[Source records]
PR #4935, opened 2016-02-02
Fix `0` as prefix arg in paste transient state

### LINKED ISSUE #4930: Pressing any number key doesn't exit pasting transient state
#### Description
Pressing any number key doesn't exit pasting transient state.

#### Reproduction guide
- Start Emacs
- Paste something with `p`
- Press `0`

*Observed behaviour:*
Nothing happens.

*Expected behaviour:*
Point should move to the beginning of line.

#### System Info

• Exercise details: The records shown earlier should all be returned verbatim.

• Response below:
PR #4935, opened 2016-02-02
Fix `0` as prefix arg in paste transient state

### LINKED ISSUE #4930: Pressing any number key doesn't exit pasting transient state
#### Description
Pressing any number key doesn't exit pasting transient state.

#### Reproduction guide
- Start Emacs
- Paste something with `p`
- Press `0`

*Observed behaviour:*
Nothing happens.

*Expected behaviour:*
Point should move to the beginning of line.

#### System Info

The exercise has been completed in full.